EXERCISE DATA ->
PR #1249, opened 2024-06-05
[GUILD-2197] - refactor: move complicated `useEffect` logic in `useUserPublic`

cs-balazs:
- This seems to be a much simpler solution. One less `useEffect` always feels like a good idea
- Tested by:
  - I connected my wallet, refreshed the page, and the modal appeared
  - I invalidated my key, and reloaded the page, and both the toast appears, and the modal opened
  - Temporarily added `/explorer` to the ignored routes array, and the modal no longer open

WHAT THIS TASK INVOLVES -> Copy, character for character, the lines from the line that holds "- I invalidated" through the final line of the records above.

YOUR RESPONSE ->
  - I invalidated my key, and reloaded the page, and both the toast appears, and the modal opened
  - Temporarily added `/explorer` to the ignored routes array, and the modal no longer open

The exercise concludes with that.